Natural history museums offer amazing portals into worlds miles away from our own, and into eras from the distant past. Comprised of fossils, minerals, preserved specimens, and much more, some collections are of palatial grandeur. Although every museum has some sort of system in place to track incoming and outgoing items, those systems are not connected, museum to museum. Keeping a more detailed record of who has what across the world could not only be important for conservation, but for cataloging how life on Earth has changed, and forecasting how it will continue to do so in the future. 

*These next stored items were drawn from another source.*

PR #779, opened 2023-01-07
Jv array list solution

isakov-github:


src/main/java/core/basesyntax/ArrayList.java
```diff
@@ -1,48 +1,113 @@
...
+        grow(INITIAL_ARRAY_SIZE / 2);
+    }
+
+    private void checkIndex(int index) {
+        if (index < 0 || index >= size) {
+            throw new ArrayListIndexOutOfBoundsException("The array index is out of bounds");
+        }
+    }
+
+    private void checkAddIndex(int index) {
```
nacenik, line 34: You don't need this method, cause it is called only one time. Put logic from this method in method where it is called.

src/main/java/core/basesyntax/ArrayList.java
```diff
@@ -1,48 +1,113 @@
...
+        if (index < 0 || index > size) {
+            throw new ArrayListIndexOutOfBoundsException("The array index is out of bounds");
+        }
+    }
+
     @Override
     public void add(T value) {
-
+        if (size == array.length) {
```
nacenik, line 42: Create an additional method for this code.

src/main/java/core/basesyntax/ArrayList.java
```diff
@@ -1,48 +1,113 @@
...
+        System.arraycopy(array, index, array, index + 1, size - index);
+        array[index] = value;
+        size++;
     }
 
     @Override
     public void addAll(List<T> list) {
-
+        int listSize = list.size();
+        if (array.length - size < listSize) {
```
nacenik, line 62: unnecessary if statement

src/main/java/core/basesyntax/ArrayList.java
```diff
@@ -1,48 +1,113 @@
...
+            grow(listSize);
+        }
+        for (int i = 0; i < listSize; i++) {
+            array[size + i] = list.get(i);
```
nacenik, line 66: just call method `add(T value)` for each element

src/main/java/core/basesyntax/ArrayList.java
```diff
@@ -1,48 +1,113 @@
...
+        if (size + value > MAX_ARRAY_SIZE) {
+            throw new OutOfMemoryError();
+        }
+        Object[] temp = new Object[size + value];
+        System.arraycopy(array, 0, temp, 0, size);
+        array = temp;
+    }
+
+    private void grow() {
+        grow(INITIAL_ARRAY_SIZE / 2);
```
nacenik, line 25: you resize list each time only on 5 element, but you should do it with 1.5 multipluer 
image

src/main/java/core/basesyntax/ArrayList.java
```diff
@@ -1,48 +1,113 @@
...
+    private void grow(int value) {
+        if (size + value > MAX_ARRAY_SIZE) {
+            throw new OutOfMemoryError();
+        }
+        Object[] temp = new Object[size + value];
+        System.arraycopy(array, 0, temp, 0, size);
+        array = temp;
+    }
+
+    private void grow() {
```
nacenik, line 24: the private method should be after the public. Fix it for all methods.

src/main/java/core/basesyntax/ArrayList.java
```diff
@@ -1,48 +1,113 @@
...
+            array[size + i] = list.get(i);
+        }
+        size += listSize;
     }
 
     @Override
     public T get(int index) {
-        return null;
+        checkIndex(index);
+        return (T)array[index];
```
nacenik, line 74:
```suggestion
        return (T) array[index];
```

nacenik (changes requested):

src/main/java/core/basesyntax/ArrayList.java
```diff
@@ -1,48 +1,113 @@
...
+    private int size;
+    private Object[] array;
+
+    ArrayList() {
+        array = new Object[INITIAL_ARRAY_SIZE];
+    }
+
+    private void grow(int value) {
+        if (size + value > MAX_ARRAY_SIZE) {
+            throw new OutOfMemoryError();
```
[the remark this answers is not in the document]
isakov-github: Ok, but how about java source code?
    private static int hugeCapacity(int minCapacity) {
        if (minCapacity < 0) // overflow
            throw new OutOfMemoryError();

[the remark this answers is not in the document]
isakov-github: :/ I confused an error with an exception

src/main/java/core/basesyntax/ArrayList.java
```diff
@@ -1,48 +1,101 @@
 package core.basesyntax;
 
+import java.util.NoSuchElementException;
+
 public class ArrayList<T> implements List<T> {
+    private static final int INITIAL_ARRAY_SIZE = 10;
+    private int size;
+    private Object[] array;
```
```suggestion
    private T[] array;
```

src/main/java/core/basesyntax/ArrayList.java
```diff
@@ -1,48 +1,101 @@
...
+
+    public ArrayList() {
+        array = new Object[INITIAL_ARRAY_SIZE];
```
okuzan, line 11:
```suggestion
        array = (T[]) new Object[INITIAL_ARRAY_SIZE];
```

src/main/java/core/basesyntax/ArrayList.java
okuzan, line 8: values would be more informative

src/main/java/core/basesyntax/ArrayList.java
```diff
@@ -1,48 +1,101 @@
...
-
+        checkIndex(index);
+        array[index] = value;
     }
 
     @Override
     public T remove(int index) {
-        return null;
+        checkIndex(index);
+        T item = (T) array[index];
```
okuzan, line 53:
```suggestion
        T item = array[index];
```

src/main/java/core/basesyntax/ArrayList.java
```diff
@@ -1,48 +1,101 @@
...
+        if (size != index + 1) {
```
okuzan, line 54: check not needed, arraycopy won't work

src/main/java/core/basesyntax/ArrayList.java
```diff
@@ -1,48 +1,101 @@
...
 
     @Override
     public T remove(T element) {
-        return null;
+        for (int i = 0; i < size; i++) {
+            if (element == null ? array[i] == null : element.equals(array[i])) {
+                return remove(i);
+            }
+        }
+        throw new NoSuchElementException("Such element does not exist in array");
```
okuzan, line 68: add element to message

src/main/java/core/basesyntax/ArrayList.java
```diff
@@ -1,48 +1,101 @@
...
 
     @Override
     public boolean isEmpty() {
-        return false;
+        return size == 0;
+    }
+
+    private void grow() {
+        if (size + (size >> 1) > Integer.MAX_VALUE) {
+            throw new ArrayListIndexOutOfBoundsException("The maximum size of the array reached");
```
okuzan, line 83: add max size

src/main/java/core/basesyntax/ArrayList.java
```diff
@@ -1,48 +1,101 @@
...
+        }
+        Object[] newArray = new Object[size + (size >> 1)];
+        System.arraycopy(array, 0, newArray, 0, size);
+        array = newArray;
+    }
+
+    private void checkIndex(int index) {
+        if (index < 0 || index >= size) {
+            throw new ArrayListIndexOutOfBoundsException("The array index is out of bounds");
```
okuzan, line 92: add index + bound

src/main/java/core/basesyntax/ArrayList.java
```diff
@@ -1,48 +1,101 @@
...
     public boolean isEmpty() {
-        return false;
+        return size == 0;
+    }
+
+    private void grow() {
+        if (size + (size >> 1) > Integer.MAX_VALUE) {
+            throw new ArrayListIndexOutOfBoundsException("The maximum size of the array reached");
+        }
+        Object[] newArray = new Object[size + (size >> 1)];
```
```suggestion
        T[] newArray = (T[]) new Object[size + (size >> 1)];
```

okuzan (changes requested):

src/main/java/core/basesyntax/ArrayList.java
isakov-github: Sorry, don't understand. What values?

src/main/java/core/basesyntax/ArrayList.java
isakov-github: this logic don't work if we delete the last element, so check is needed

src/main/java/core/basesyntax/ArrayList.java
```diff
@@ -1,48 +1,103 @@
...
     }
 
     @Override
     public T remove(int index) {
-        return null;
+        checkIndex(index);
+        T item = array[index];
+        if (size != index + 1) {
+            System.arraycopy(array, index + 1, array, index, size - index);
+        }
```
aleksandr-bevza, line 56: You can do it like this:
```suggestion
        System.arraycopy(array, index + 1, array, index, size - index - 1);
```

aleksandr-bevza (approved):

PR #785, opened 2023-01-10
jv-array-list implementation

Dmytro-Byrka:


src/main/java/core/basesyntax/ArrayList.java
```diff
@@ -1,48 +1,112 @@
...
+        System.arraycopy(data,0,arrayCopy,0,data.length);
+        data = arrayCopy;
+    }
+
+    private void checkIndex(int index) {
+        if (index < 0 || index >= size) {
+            throw new ArrayListIndexOutOfBoundsException("Passed index is invalid");
+        }
+    }
+
```
aaananas, line 34: grow() should be private 
private methods should go after public

aaananas (approved):

src/main/java/core/basesyntax/ArrayList.java
Dmytro-Byrka: Thanks, my bad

For example, there are case studies showing how analyzing the collections of these museums can be useful for studying pandemic preparedness, invasive species, colonial heritage, and more. 

But this lack of connection might be a thing of the past. A paper published in the journal Science last week describes how a dozen large museums came together to map the entire collections of 73 of the world’s largest natural history museums across 28 countries in order to figure out what digital infrastructure is needed to establish a global inventory survey. 

“There is no single shared portal covering the breadth of life, Earth, and anthropological specimens in natural history collections, nor a way for researchers to link these data with other sources of information,” the researchers wrote in the paper. “We envision a coordinated strategy for the global collection that is based on strategic collecting, increased digitization, new technologies, and enhanced networking and coordination of museums.” 

[Related: Why ocean researchers want to create a global library of undersea sounds]

Although recent tech advances in fields like isotopic identification, imaging, genomic analysis, and machine learning are making it easier to access information related to the collections, in order to have a shared portal of sorts, the team found that they needed to first work through some logistical kinks. 

Why researchers surveyed more than 1.1 billion objects across 73 museums
The exhibition “digitize!” offers a unique look at how the museum’s collections are imaged and digitized. Thomas Rosenthal / Museum für Naturkunde Berlin

“Until now, it has been difficult to enumerate or compare the complete contents of large museums because their collections are not fully digitized, and the terminology used to describe subcollections is variable,” they wrote. This, they think, is due to the fact that most museums operate independently, and do not have the data structure needed to provide open access to the outside.

“Most of the collection information that we surveyed is not digitally accessible: Only 16% of the objects have digitally discoverable records, and only 0.2% of biological collections have accessible genomic records,” they added.

Why researchers surveyed more than 1.1 billion objects across 73 museums
Scanning the barcode attached to the insect specimen links to a digital copy. Nico Garstman / Naturalis Biodiversity Center

Therefore, for the purpose of this survey, they came up with a common vocabulary for the types of objects, and the collections or geographic source areas they can be categorized into. They ran this methodology with all 73 museums, going through 1,147,934,687 specimens in total. You can see the breakdown in an online dashboard the team created. 

[Related: Open data is a blessing for science—but it comes with its own curses]

The survey found that while there was a vast diversity of items spanning areas of study from biology, geology, paleontology, anthropology, there were also “conspicuous gaps across museum collections in areas including tropic and polar regions, marine systems, and undiscovered arthropod and microbial diversity,” they noted. “These gaps could provide a roadmap for coordinated collecting efforts going forward.”

This is not to say that museums have been totally in the dark with their data. In fact, the survey organizers brought attention to several existing networks that have been established to integrate biodiversity data around the world, including the Global Biodiversity Information Facility, the Earth BioGenome Project, and the International Barcode of Life, just to name a few. 

Plus, they lauded programs like the Atlas of Living Australia and Integrated Digitized Biocollections for coming up with “innovative solutions to support collection digitization, data integration, and mobilization.” Having more readily available datasets makes it easier for others to work with them to look for patterns, or build tools and models that are helpful for the scientific community at-large.